Дзержинский повторил задумчиво:

— Партия… Верно. Но партия состоит из людей, Зося. Ты видела, как радовался Генрих? Он ведь открыто радовался, искренне. А почему его сердце не разрывалось болью о погибших? О тех, чьим именем мы сегодня вывели на демонстрацию всю Варшаву? Он ведь сказал — «работа». Ты помнишь? Мы профессионалы от революции, Зося, у нас, как у профессионалов, есть главная привилегия — первым получить пулю в лоб. А мы ее не получили, она минула нас и нашла тех, кто поверил, кто пошел за нами…

— Юзеф…

— Профессиональное созидание труднее профессионального разрушения, Зося. Думаем ли мы об этом? Готовы ли? Жертва должна быть оплачена сторицей, каждая жертва, Зося, а сколько их, этих жертв, на счету нашей борьбы, а? Сколько?

Дзержинский сел на кушетке, сдержал озноб, но Тшедецка все равно заметила, как щеки его пошли гусиной кожей — словно у мальчишек, когда они долго не вылезают из воды в майские, студеные еще, дни.

— Замерз, Юзеф? Знобит?

— Да. Чуть-чуть.

— У тебя есть пуловер?

— Да. В чемодане.

— Достать?

— Не надо. Мы пойдем, и я разогреюсь.

— Куда пойдем?! Тебе лежать надо!

— Мы пойдем в костел, Зося. В нас стреляют оттуда. В нас стреляют оттуда Словом, оно разит не человека — идею.

— Юзеф, родной, тебе нельзя никуда идти. Погоди хотя бы, пока вернутся наши, выпей чая, отдохни…

— Напиши записку, чтоб ждали, — поднявшись, сказал Дзержинский обычным своим, чуть глуховатым голосом.

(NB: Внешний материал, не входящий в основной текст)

PR #1781, opened 2019-09-10
Input metadata small fix

mikenholt:
- The `SCALE_INPUT_METADATA_PATH` file doesn't exist so it needs the `+` operator on open.
- The `tmp` folder does not exist so it needs to be made.


cshamis:
Why the tmp folder?  That seems crappy.

mikenholt:
> Why the tmp folder? That seems crappy.
> […](#)

fixed

mikenholt:
> Are you sure the mkdir won't cause an exception in the pre_step (not in the unit test, but in a deployed state) when it already exists? Python is real picky about this: https://stackoverflow.com/questions/600268/mkdir-p-functionality-in-python

GREAT CALL.  That line was needed when `/tmp` was in the path but I think it is obsolete now that the metadata file lives in the root folder for inputs.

Зося поняла — закрылся, не переубедить.

Седой, высокий ксендз говорил глухо и горестно о том, что бунтовщики, потеряв в себе Христа, подняли руку не на трон — на веру; жгут костелы, бесстыдствуют на улицах, дерзают против законной, угодной Господу власти, требуют внушенного дьяволом; выступают за химеру земного рая, но никогда не будет рая на земле, ибо ждет он праведника на небесах, чист рай и недоступен для живых — то есть порочных, втянутых в круговерть грешного каждодневного бытия. То, что проповедуют социалисты, знакомо уже миру, ибо мысли чужой, надменной и дерзкой религии слышны в каждом слове их.

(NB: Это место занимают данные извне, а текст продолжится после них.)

Issue #1785, opened 2019-09-13
Allow auto_update on job type patch


JohnPTobe:
**Description**
Currently auto_update isn't an allowed field when patching a job type.  Also, auto_update should default to True wherever it is present. Finally, invalid field errors should be caught and return a useful error message instead of a 500 error.

**Reproduction Steps**
Steps to reproduce the problem:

Дзержинский дождался, когда ксендз спустился с кафедры, подошел к нему, чувствуя на спине напряженный взгляд Зоей, и тихо сказал:

— Я бы хотел исповедаться.

— Пойдемте в кабину, — устало ответил ксендз и, посмотрев на пылающее лицо Дзержинского, спросил: — Вы больны?

— О нет.

Ксендз тронул холодной ладонью пылающий лоб Дзержинского, и Феликс с трудом сдержался, чтобы не отодвинуться от этой сухой, старческой, слабой руки.

— У вас жар.

— Я слегка простужен.

— Я дам вам капель, — пообещал ксендз, — примите на ночь. Я вынесу вам после исповеди. У вас есть дом? Сейчас много бездомных в нашем несчастном городе.

— Спасибо. У меня есть кров.

— Ну, пожалуйста, сын мой, я слушаю вас.

Ксендз пропустил Дзержинского в кабину, опустил шторку, зашел в соседнюю кабину и приник к тонкой перегородке, в которой было прорезано маленькое, зарешеченное окошко, — исповедь не должна видеть глаз пришельца: исповедь верит слову, не глазам.

— Святой отец, я наблюдал, как в Козеницах казаки грабили костел. Они превратили его в казарму, стали там постоем. Я присутствовал при том, как солдаты изрубили католический крест в Пабианицах. В Жирардове драгуны въехали верхом в костел, всю утварь побили, устроили коням водопой. И я, поляк, не нашел в себе смелости поднять голос против варварства представителей Третьего Рима. Я рассказал вам правду. Я рассчитываю, что вы поведаете об этом злодействе католикам, несчастному нашему, столь набожному народу, который и лжи поверит, не то что правде, если ложь сказана служителем божьим.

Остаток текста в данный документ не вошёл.